Wikipedia has a tagline on its main page: "the free-content encyclopedia that anyone can edit." That's an intriguing revelation. What are the selling points of Wikipedia? It's free (free is good, whether you mean no-cost or freely-accessible). That's an idea librarians can connect with; in this country alone we've spent over a century connecting people with ideas.
However, the rest of the tagline demonstrates a problem with Wikipedia. Marketing this tool as a resource "anyone can edit" is a pitch oriented at its creators and maintainers, not the broader world of users. It's the opposite of Ranganathan's First Law, "books are for use." Ranganathan wasn't writing in the abstract; he was referring to a tendency in some people to fetishize the information source itself and lose sight that ultimately, information does not exist to please and amuse its creators or curators; as a common good, information can only be assessed in context of the needs of its users.
I think we are all in need of a good Wikipedia, since in the long run it might be all we've got. And I'm in now way opposed to its spirit of openness and transparency (I think the preservation of version histories is a fascinating element and one which should be explored further -- perhaps the encyclopedia of the future can encompass multiple versions of the "the truth"). But that exhilarating throwing open of the doors should be tempered with caution and with an embrace of the parts of the old system that work. Not everything need be thrown away in our rush to explore the new. Some people know more than other people. Some editors have better judgement than others. There is such a thing as a good kind of gatekeeping.

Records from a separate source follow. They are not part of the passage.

PR #3750, opened 2016-04-24
defines in version.h were not updated

mrh1997:
version 0.24.1 is still marked as 0.24.0.
This cannot be fixed for 0.24.1, but at least the master can be fixed...


carlosmn:
Indeed we forgot to update the patch version in the release, thanks for noticing.

However, the master branch does not get these version updates. The v0.24.X versions are made on a different branch. mater's version number is largely irrelevant, as you should not be installing this on your system.

PR #3757, opened 2016-04-26
Fix `git_commit_create` for an initial commit

johnhaley81:
When calling `git_commit_create` with an empty array of `parents` and `parent_count == 0` 
the call will segfault at https://github.com/libgit2/libgit2/blob/master/src/commit.c#L107 
when it's trying to compare `current_id` to a null parent oid. 

This just puts in a check to stop that segfault.

### DIFF
--- a/tests/commit/commit.c
+++ b/tests/commit/commit.c
@@ -84,13 +84,10 @@ void test_commit_commit__create_initial_commit(void)
 void test_commit_commit__create_initial_commit_parent_not_current(void)
 {
 	git_oid oid;
+	git_oid original_oid;
 	git_tree *tree;
 	git_commit *commit;
 	git_signature *s;
-	git_reference *origRef;
-	git_reference *origRefTarget;
-	git_reference *ref;
-	git_reference *refTarget;
 
 	git_oid_fromstr(&oid, "a65fedf39aefe402d3bb6e24df4d4f5fe4547750");
 	cl_git_pass(git_commit_lookup(&commit, _repo, &oid));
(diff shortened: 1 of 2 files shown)


johnhaley81:
Confirmed this fixes creating an initial commit in NodeGit as well.

ethomson:
If I can be a nag - it would be great to see a unit test here just so that we don't regress this in the future.  :)

johnhaley81:
@ethomson put in tests for successfully creating an initial commit and the failure case (where the segfault was happening). Anything else you'd like?

tests/commit/commit.c
```diff
@@ -51,6 +51,91 @@ void test_commit_commit__create_unexisting_update_ref(void)
...
+
+	git_oid_fromstr(&oid, "a65fedf39aefe402d3bb6e24df4d4f5fe4547750");
+	cl_git_pass(git_commit_lookup(&commit, _repo, &oid));
+
+	git_oid_fromstr(&oid, "944c0f6e4dfa41595e6eb3ceecdb14f50fe18162");
+	cl_git_pass(git_tree_lookup(&tree, _repo, &oid));
+
+	cl_git_pass(git_signature_now(&s, "alice", "alice@example.com"));
+
+	cl_git_pass(git_reference_lookup(&origRef, _repo, "HEAD"));
```
carlosmn: It looks like what you want here and in the other HEAD lookup is `git_reference_name_to_id()` which will reduce the boilerplate.

tests/commit/commit.c
```diff
@@ -51,6 +51,91 @@ void test_commit_commit__create_unexisting_update_ref(void)
...
+			git_reference_symbolic_target(origRef)
+		)
+	);
+	cl_git_pass(
+		git_reference_lookup(
+			&refTarget,
+			_repo,
+			git_reference_symbolic_target(ref)
+		)
+	);
```
carlosmn: `ref` and `origRef` are both the symbolic ref "HEAD", what you're checking here is that the commit creation function didn't switch branches.

carlosmn:
We use `snake_case` in the library.

tests/commit/commit.c
johnhaley81: You're right, I'll change it to grab the `git_oid` before and then compare what `HEAD` resolves to after the `git_commit_create` to ensure that nothing was changed on `HEAD`.

johnhaley81:
@carlosmn fixed up.

PR #3903, opened 2016-08-18
Handle cred_acquire_cb returning no credentials

### LINKED ISSUE #3902: cred_acquire_cb not returning credentials causes a segmentation fault
```ruby
require 'rugged'

def credentials
  lambda do |_, _, _|
    return nil
  end
end

Rugged::Repository.clone_at 'https://github.com/example/my-project.git', 'my-project' , { credentials: credentials }
```

Calling `clone_at` with a credentials callback that returns nil against a repository that requires authentication causes a segmentation fault. When `on_headers_complete` tries to dereference `t->cred->credtype` (http.c:379) and `t->cred` is empty the segfault is triggered.

brandonweeks:
Resolves #3902.

### DIFF
--- a/src/transports/http.c
+++ b/src/transports/http.c
@@ -374,7 +374,10 @@ static int on_headers_complete(http_parser *parser)
 					t->error = error;
 					return t->parse_error = PARSE_ERROR_EXT;
 				} else {
-					assert(t->cred);
+					if (!t->cred) {
+						giterr_set(GITERR_NET, "authentication required but no creds returned");
+						return t->parse_error = PARSE_ERROR_GENERIC;
+					}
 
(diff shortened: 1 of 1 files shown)


ethomson:
Hmm, I don't agree with this change.  libgit2 uses a pattern of `assert`s where there is programmer error.  This is such a case, and it should not return an error.

If the `cred_acquire_cb` returns 0 then that's a guarantee that they have populated `t->cred`.  If they have not, we _should_ assert.

This looks like an issue in rugged; it should return `GIT_PASSTHROUGH` or an error code - it should not be returning `0` and failing to set `t->cred`.

brandonweeks:
Fair enough, I'll take a look at fixing it in rugged instead. Thank you for the tips. 👍

PR #3904, opened 2016-08-19
filesystem_iterator: fixed double free on error

hackhaslam:
`git_iterator_free` tries to free `iter->root` (and `iter->current_path`) via the `filesystem_iterator_free` callback after it has already been freed. I couldn't figure out what caused the `on_error` case to begin with or else I would have tried to make a test case.

### DIFF
--- a/src/iterator.c
+++ b/src/iterator.c
@@ -1834,6 +1834,9 @@ static int iterator_for_filesystem(
 	iter = git__calloc(1, sizeof(filesystem_iterator));
 	GITERR_CHECK_ALLOC(iter);
 
+	iter->base.type = type;
+	iter->base.cb = &callbacks;
+
 	root_len = strlen(root);
 
 	iter->root = git__malloc(root_len+2);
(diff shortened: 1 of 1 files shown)


pks-t:
The fix as-is does not suffice, unfortunately. Problem is that we may jump to the `on_error` label previous to initializing `iterator->base.cb`, where we call `git_iterator_free(&iterator->base)`. But `git_iterator_free` will dereference `iterator->base.cb->free` then, leading to undefined behavior.

So in addition to your improvement, we should also move up initialization of the callbacks.

hackhaslam:
Ugh, sorry. You're right. I didn't pay close enough attention to where the callbacks are set. I moved the initialization of the base members above the initialization of the filesystem members.

pks-t:
No worries, the error existed already before you touching the code. Thanks for the fix. I'll wait another day for comments and then merge tomorrow if none are incoming.

ethomson:
Thanks @hackhaslam !  ❤️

If these two impulses could be brought into constructive dialogue then we might get somewhere. This is exactly the kind of conversation the Wikimedia Foundation should be trying to foster.

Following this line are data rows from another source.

PR #3907, opened 2016-08-23
git_checkout_tree options fix

steffhip:
According to the reference the git_checkout_tree and git_checkout_head
functions should accept NULL in the opts field

This was broken since the opts field was dereferenced and thus lead to a
crash.


Inesteem:
Yeah, this would fix my work, too:D
(Up to now it will only work using version 0.23)

ethomson:
Definitely looks like a good fix.  Could I also trouble you to add a test that calls `git_checkout_tree` with a `NULL` opts? Otherwise I think that I'm likely to break this again.  ;)

Thanks!

pks-t:
Thanks for the fix and test. Considering it is only one test and we already have tests for `git_checkout_tree`, could you maybe move the test into `tests/checkout/tree.c`? Thanks :+1:

pks-t:
Manually squashed and merged via a08e88259fe7ef3d7514a4774acd6eec5a6a2ca7

pks-t:
Thanks for the fix :sparkles:

PR #3908, opened 2016-08-24
Teach `git_patch_from_diff` about parsed diffs

ethomson:
Ensure that `git_patch_from_diff` can return the patch for parsed diffs,
not just generate a patch for a generated diff.

### DIFF
--- a/src/diff.h
+++ b/src/diff.h
@@ -8,6 +8,7 @@
 #define INCLUDE_diff_h__
 
 #include "git2/diff.h"
+#include "git2/patch.h"
 #include "git2/sys/diff.h"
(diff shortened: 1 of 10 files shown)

can there be great textbooks without great authors? 10.27.2005, 8:08 AM
Jimmy Wales believes that the Wikibooks project will do for the textbook what Wikipedia did for the encyclopedia; replacing costly printed books with free online content developed by a community of contributors. But will it? Or, more accurately, should it? The open source volunteer format works for encyclopedia entries, which don't require deep knowledge of a particular subject. But the sustained examination and comprehensive vision required to understand and contextualize a particular subject area is out of reach for most wiki contributors. The communal voice of the open source textbook is also problematic, especially for humanities texts, as it lacks the power of an inspired authoritative narrator. This is not to say that I think open source textbooks are doomed to failure. In fact, I agree with Jimmy Wales that open source textbooks represent an exciting, liberating and inevitable change. But there are some real concerns that we need to address in order to help this format reach its full potential. Including: how to create a coherent narrative out of a chorus of anonymous voices, how to prevent plagiarism, and how to ensure superior scholarship.

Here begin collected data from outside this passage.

PR #3912, opened 2016-08-27
Make symbolic ref target validation optional

richardipsum:
Introduce GIT_OPT_ENABLE_SYMBOLIC_REF_TARGET_VALIDATION option.
Setting this option to 0 allows
validation of a symbolic ref's target to be bypassed.
This option is enabled by default.

This mechanism is added primarily to address a discrepancy between git
behaviour and libgit2 behaviour, whereby the former allows the symbolic
ref target to carry an arbitrary string and the latter does not, so:

```
$ git symbolic-ref refs/heads/foo bar
$ cat .git/refs/heads/foo
ref: bar
```

where as attempting the same via libgit2 raises an error:

```
The given reference name 'bar' is not valid
```

this mechanism also allows those that might want to make use of
git's more lenient treatment of symbolic ref targets to do so.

To illustrate these points, I'm going to pick on a Wikibook called: Art History. This book won the distinction of "collaboration of the month" for October, which suggests that, within the purview of wikibooks, it represents a superior effort. Because space is limited, I'm only going to examine two passages from Chapter One, comparing the wikibook to similar sections in a traditional art history textbook. Below is the opening paragraph, framing the section on Paleolithic Art and cave paintings, which begins the larger story of art history.
Art has been part of human culture for millenia. Our ancient ancestors left behind paintings and sculptures of delicate beauty and expressive strength. The earliest finds date from the Middle Paleolithic period (between 200,000 and 40,000 years ago), although the origins of Art might be older still, lost to the impermanence of materials.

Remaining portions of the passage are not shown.